Pizza Hut Book It! program helps send kids to school

MANILA, Philippines – Some 21 million public school students around the country went back to their classrooms as schools opened last June 1, according to the Department of Education. Of this figure, 1.06 million are in preschool, 12.84 million are in elementary and 5.33 million are in secondary levels. In remote villages around the archipelago, schoolchildren hike across hills and valleys for hours just to attend their classes in barangays where there are public school facilities. Ironically, there are quite a number of school children who cannot afford to go to school even if it’s free due to lack of school bags and other study materials.

Recently, Pizza Hut’s Book It! Program showed these out of school children that Pizza Hut cares by granting some of their wishes to enable them to go back to school this year.

Pizza Hut Book It! Program, in partnership with the Department of Education, collaborated with National Book Store Foundation Inc. and donated school bags with study packs and reading books to KIDS Foundation for its upcoming event this July and September dubbed “TREK,” which will benefit far flung public schools in the country.

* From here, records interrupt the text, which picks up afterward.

PR #343, opened 2026-07-31
feat(company): make the facts read off the site readable

LarsGradion:
Stacked on #342 — review that first; GitHub retargets this to `main` when it merges.

## Why

One real account (ScaleCommerce) returns **99 facts**. The card drew every one, unranked, at full weight:

- "Shop Devs" and "Shop-Devs" as two separate entries
- the same platform listed under `product`, `service` **and** `capability`
- a card taller than the page beside it

At that length nobody reads any of it, and the visible duplicates make the reader doubt the rest.

## What changed

**Grouping by canonical value** (`factview.ts`) collapses the spellings: case, punctuation and spacing carry no meaning in a scraped value. Diacritics are deliberately **kept** — in German they distinguish real words, and folding them would merge facts that differ.

Facts collapse **within a category, not across the set**. A company can genuinely be both a `partner` and a `named_customer`, and the category is what keeps those two true statements apart. Inside `offering` the collapse spans fields, because product/service/capability are three ways of saying one thing; the most concrete spelling survives, and a human-held value outranks any machine one whatever the model scored it.

**Only the first five rows per category are drawn**, with the total on the button — a truncated list with no number reads as "that is everything".

Result on the real account: **20 rows instead of 99**, the rest one click away.

| Category | Facts | Shown |
|---|---|---|
| Company | 5 | 5 |
| Offering | 50 | 5 + "Show all 50" |
| Market | 13 | 5 + "Show all 13" |
| Signals | 31 | 5 + "Show all 31" |

## The untranslated-enum bug

Every fact field now has a name in both catalogs. The label map they were reaching for (`COLD_FIELD_LABELS`) covers the **profile-field** vocabulary, not this one, so all seventeen fact fields fell through its fallback and reached German readers as English snake_case: *"served industry"*, *"company size"*. Verified in the browser: the rail now reads Kontakt-E-Mail / Standort / Fähigkeit / Größe / Zertifizierung.

A test derives the field list from the schema, so a new fact field fails there rather than on the page.

## Relationship to the backend work

The server is being taught the same canonical form (planned). Once it is, this stays correct and simply has nothing left to collapse — it is not a competing source of truth, it is how the card decides what the reader sees one of and in what order.

## Tests

10 new unit tests over `canonical` and `groupFacts`, including the two cases that must NOT collapse (partner vs named_customer; diacritics). `make check-fe` green.

Note: the UAT lane covers the companies **list**, not the detail page — no e2e touches this screen yet. Closing that gap is a later slice.

---
## Summary by cubic
Make company facts readable by collapsing duplicates and showing a short preview per category. On a real account, this reduces 99 rows to 20.

- **New Features**
  - Group facts by canonical value within each category; keep diacritics.
  - In offering, merge product/service/capability; prefer the most concrete field and human-sourced values.
  - Show only the first 5 rows per category with a "Show all {count}" toggle; keep a consistent category order and omit empty categories.
  - Tighten spacing in the facts card for faster scanning.

- **Bug Fixes**
  - Localize all fact fields in `en` and `de`; replaced the wrong label map that caused snake_case in German.
  - Add unit tests for canonicalization, grouping, and label keys, including cases that must not collapse.

<sup>Written for commit 0354427a66d7e11630ac83d210a94af823d835bf. Summary will update on new commits.</sup>

<a href="https://cubic.dev/pr/gradionhq/margince-poc-v1/pull/343?utm_source=github" target="_blank" rel="noopener noreferrer" data-no-image-dialog="true"><picture><source media="(prefers-color-scheme: dark)" srcset="https://www.cubic.dev/buttons/review-in-cubic-dark.svg"><source media="(prefers-color-scheme: light)" srcset="https://www.cubic.dev/buttons/review-in-cubic-light.svg">Review in cubic</picture></a>


LarsGradion:
Folded into one integration branch so the whole company-page rework can be tested as a single thing before any of it merges. Superseded by the branch on #342.

PR #358, opened 2026-08-01
feat(linkedin+network): the review queue, the reach view, and the three risk rules that were named but never fired

LarsGradion:
## What this does

Three things that were each half-built, finished and reconciled.

**The LinkedIn suggestions can be decided.** The import card counted "awaiting your confirmation" for a queue that existed nowhere — no list endpoint, no confirm, no reject, no screen. The only route to a confirmed match was the automatic exact-email one, which on a real 5,064-row export fired exactly once, because LinkedIn exports an address only for connections who allowed it. The matcher's middle tier, where all the volume is, was inert.

Four owner-scoped endpoints and a review queue in Settings → Integrations. Confirming writes the connection's own LinkedIn URL onto the contact — the one thing a ghost ever contributes to a real record. Migration 0164 adds the column the importer needed: `Connections.csv` has carried a `URL` column in every format LinkedIn has shipped and this importer read every other one.

**The reach view** answers what the import was for: which accounts your network already reaches, and how many of those people are not contacts yet. It is also the half that works on a one-person workspace, where asking which *colleague* knows an account has no content.

**Three risk rules that were `Kind` constants with no detector.** `going_cold`, `champion_left` and `stakeholder_left`. A surface listing the kinds it can show tells a rep those checks are running, so declaring them without implementing them is worse than their being absent. Plus `who_knows` and `network_risks` in `AssembleContext`, and the `intro_path_to` / `at_risk_relationships` tools — before this the projection was visible on the person page and invisible to the assistant answering "who should introduce me".

## Review

Codex reviewed all 17 commits with security weighted heavily. 17 findings: **13 fixed here, 4 pushed back with reasons in STATUS.md.** The ones worth naming:

- **Capture privacy.** The re-match sweep runs under a system principal, which is exempt from owner-private by design, so `ScopeClauseFor` returned an empty clause and the matcher linked one member's ghost to a contact another member had captured privately. The review list then hid the name and returned the uuid — an id alone proves the record exists. The boundary is now carried on the match itself, keyed to the ghost's owner.
- **A reversed human decision.** The duplicate collapse ranked the matcher's own `suggested` equal to a person's `confirmed`, so the older row won on age and then inherited `confirmed` from the copy it had overwritten.
- **The write shape.** A rejection emitted nothing; a confirmation's `person.updated` cited an audit row for the LinkedIn connection.
- **GDPR.** `profile_url` reached neither the Art. 15 package nor the Art. 17 ghost sweep.

## Verification

`make check`, `make test-integration` (0 skips), `make frontend-e2e` (61 passed) and the craft gate all exit 0. Regression tests cover the two most serious findings against a real database.

## Note for whoever merges next

`origin/main` moved during this work (#345) and is merged in. Migration **0160 is claimed by two unmerged branches** with different content — this one and `capture-domain-triage`. Whichever merges second must renumber; details in STATUS.md.

---
## Summary by cubic
Adds LinkedIn review and reach with event-driven matching and an hourly per-owner re-match; also ships deal coverage risk rules and UI so reps and the assistant can see who knows whom and what’s at risk. Closes the remaining privacy and webhook gaps and hardens confirm, contracts, and tool behavior.

- **Bug Fixes**
  - Per-person match now runs under each ghost owner’s authority; organization placement uses the same owner scope to prevent reach leaks.
  - Webhooks: classify `linkedin_match.decided`, `linkedin_account.changed`, and `linkedin_network.imported` as self-only to avoid workspace-wide fan-out.
  - Confirm path: keep `person_id` on chunked requests so corrections apply to the intended contact.
  - Handle removal: audited and emits `person.updated`, symmetric with adds.
  - Tools: `intro_path_to` and `at_risk_relationships` are native-only; overlay mode refuses instead of returning misleading “nobody” answers.
  - Contracts: add `user` to `ContextEntityRefType` so who-knows context responses are consumable.
  - GDPR: include LinkedIn `profile_url` in SAR and erasure; read handles before deletion during ghost sweeps.
  - Tests: grant real read-people authority to ghost owners so per-owner matching and privacy checks are exercised.

<sup>Written for commit 3cd4a158a8dbbfe3f920427a2417d3200f31a343. Summary will update on new commits.</sup>

<a href="https://cubic.dev/pr/gradionhq/margince-poc-v1/pull/358?utm_source=github" target="_blank" rel="noopener noreferrer" data-no-image-dialog="true"><picture><source media="(prefers-color-scheme: dark)" srcset="https://www.cubic.dev/buttons/review-in-cubic-dark.svg"><source media="(prefers-color-scheme: light)" srcset="https://www.cubic.dev/buttons/review-in-cubic-light.svg">Review in cubic</picture></a>

## Summary by CodeRabbit

* **New Features**
  * Added LinkedIn onboarding, account management, connection import, match review, confirmation/rejection, and network reach reporting.
  * Added colleague relationship visibility and introduction-path suggestions.
  * Added deal coverage risks for departed stakeholders and deals going cold, including days since last touch.
  * Added LinkedIn review and reach panels, plus network and coverage cards across relevant views.

* **Bug Fixes**
  * Improved privacy controls, matching accuracy, duplicate handling, data erasure, and onboarding completion for empty results.


LarsGradion:
Reconciled the cubic review. Fixed in `bd385ad4`:

- **Four CSS custom properties I invented do not exist** (`--radius-2`, `--surfaceRaised`, `--surfaceSunken`, `--focusRing`). Every declaration using them was invalid at computed-value time, so three new cards rendered transparent and square with no focus ring. The design gate checks that a colour *reads* a token, not that the token is *defined* — worth knowing.
- **The upload focus ring could never match** — adjacent-sibling combinator pointing at a label that precedes the input. Now `:has()` on the wrapper.
- **A connective is not a legal form.** `"&"/"und"/"and"` in `legalSuffixes` collapsed `"Research and"` → `research`. That key drives *all* organization dedupe. Now consumed only between two legal forms, with a test.
- **`person.read` missing** on the review list and `intro_path_to`.
- The `none` band no longer renders `0 interactions`; the suggestion queue discloses when more are waiting; German onboarding copy uses `du` like every sibling step.

Not acting on these now, with reasons:

- **Read Committed snapshots** (`coveragefacts.go:52`, `linkedinreach.go:86`) — real, and the same property every multi-statement read in this codebase has. Changing isolation for these two is a repo-wide decision, not a PR-local one.
- **Reach pagination** (`crm.yaml:8260`) — the response reports `accounts_total` and `unresolved_connections`, so a truncated list already says what it is not showing. A cursor is warranted when someone needs page 2; nobody does yet.
- **Person-merge ghosts, URL canonicalization, org-placement scoping, the partial-index suggestion, `orgMatchKeys` stopword floor** — all real and all follow-ups; recorded in STATUS as carry-forward rather than widened into this PR.
- **`writeLinkedInHandle` lock ordering** — `touchPerson` takes `storekit.LockRow` on both paths, which is one order; the deadlock described needs a second order I do not see.
- **Two weak tests** (owner-scoping asserted only from the caller's side) — correct criticism, and the boundary is covered by `TestTheSweepNeverMatchesOutsideTheGhostOwnersRowScope` and `TestAConnectionNeverMatchesAContactItsOwnerMayNotSee` against a real database.

LarsGradion:
Merged `origin/main` (#360). All local gates green: `make check`, `make test-integration` (0 skips), `make frontend-e2e`, craft static — all exit 0.

Closing the review loop here. The P0 (the per-person match ran under the unbounded system actor, same oracle as the workspace sweep one path over) and every P1 from the last round are fixed in `308d10c9`. The remaining findings are recorded as carry-forward in STATUS rather than widened into this branch: Read Committed snapshot consistency on two multi-statement reads, LinkedIn URL canonicalization for erasure suppression, person-merge ghost re-evaluation, org-placement cost scoping, reach pagination, and an onboarding restore path that can skip the LinkedIn act after a reload.

This is the fifth review round on one branch. None of the open items is a security hole, and each is the kind that earns its own PR with its own tests — holding this open through further rounds costs more than it buys, and two other sessions are queued behind it.

PR #391, opened 2026-08-03
docs(status): phase 1 A and B landed, and C is what is left

tinnhlt-gra:
`STATUS.md`'s pickup section still listed PRs 2 through 6 as open work and still
named the `embed_reindex` caveat as live. #390 shipped all five and deleted that
caveat from both files that carried it, so the entry was describing a tree that
no longer exists.

Rewrites it to what is actually left — C, the fleet metrics and the per-workspace
`/v1` read endpoint — and records three things a reader of the job layer needs
that would otherwise only exist in #390's body:

- **What #390 left honest rather than hidden.** `populated_identity` means "last
  *released* under", not "last completed under", so a run whose children all
  failed still stamps and `/readyz` reports `active`; and a forced reindex steal
  does not cancel the run it dispossesses.
- **Why a blocker survived five task reviews.** No fitness test asserts that a
  workspace worker declares a `Timeout`. The GDPR retention worker shipped
  without one and was caught only by the whole-branch pass — under River's
  1-minute default it would have been cancelled mid-pass nightly and left a
  permanently failing row for the one obligation whose point is auditability.
- **That migration renumbering must be the last action before merge.** #390's
  migration moved twice, and the second collision was invisible to local gates:
  `TestEmbeddedMigrationNamespacesLoad` passes on each side independently and the
  duplicate exists only once the trees are combined.

Docs only — no code, no contract, no migration.

---
## Summary by cubic
Update `STATUS.md` to show Phase 1 A/B merged in #390 and set Phase 1 C as the remaining work: fleet metrics and the per‑workspace /v1 read endpoint. Also document two behavior clarifications from #390 (`populated_identity` stamps on release; reindex steals don’t cancel prior runs), flag the missing worker `Timeout` fitness test, and note migration renumbering must be done last to avoid CI‑only collisions.

<sup>Written for commit 3a873a6a1c482aa45a325db4e26504b4227e13f5. Summary will update on new commits.</sup>

<a href="https://cubic.dev/pr/gradionhq/margince-poc-v1/pull/391?utm_source=github" target="_blank" rel="noopener noreferrer" data-no-image-dialog="true"><picture><source media="(prefers-color-scheme: dark)" srcset="https://www.cubic.dev/buttons/review-in-cubic-dark.svg"><source media="(prefers-color-scheme: light)" srcset="https://www.cubic.dev/buttons/review-in-cubic-light.svg">Review in cubic</picture></a>

### DIFF
--- a/STATUS.md
+++ b/STATUS.md
@@ -285,7 +285,7 @@ Vite/React web UI. What is deliberately still stubbed (answering explicit
 The merge gate (`make check`), the real-Postgres integration lane
 (`make test-integration`), and the live-boot job are all green.
 
-## Session pickup — 2026-08-03 (job observability, Phase 0 and Phase 1 PR 1, merged)
+## Session pickup — 2026-08-03 (job observability, Phase 0 + Phase 1 A/B, merged)
 
 **Every unit of tenant work now names one workspace, and spells it one way.**
 PR #367 bound each job to a single workspace; PR #374 made the wire agree with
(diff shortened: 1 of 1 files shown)


tinnhlt-gra:
Parking this rather than chasing the merge block. The content is recorded in `.tmp/job-observability/STATUS-MD-OWED.md` and will land soon; nothing depends on it, since #390 is already merged.

For the record, in case it recurs: this PR sat `BLOCKED` by base-branch policy with all 10 applicable checks green and 10 skipped by the change classifier — identical in every measurable respect to #376, a `STATUS.md`-only PR that merged the same morning (same passing set, same review state, same merger, 0 commits behind `main`). Branch protection reads 404 for this token, so the unmet requirement could not be identified, and `--admin` would bypass the rule rather than satisfy it.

Pizza Hut’s Book It! National Reading Incentive Program, officially launched in 2007, supports KIDS Foundation (Kabataang Inyong Dapat Suportahan), a charitable organization established by actor and Pizza Hut endorser Diether Ocampo. The Foundation is guided by one goal — “Realizing A Child’s Dream Today.” With Diether Ocampo as the founder of KIDS Foundation and main spokesperson of the Book It! Program, Pizza Hut’s employees, from operations down to restaurant support, joined the campaign to help build early reading literacy and give access to education to underprivileged pupils in some of the country’s most remote localities.

The donation by Pizza Hut Book It! Program to KIDS Foundation, turned over in simple ceremonies at Pizza Hut Ali Mall, is only one of Pizza Hut’s ways of giving back to the community in gratitude for the 25 years that it has been continuously patronized by the public.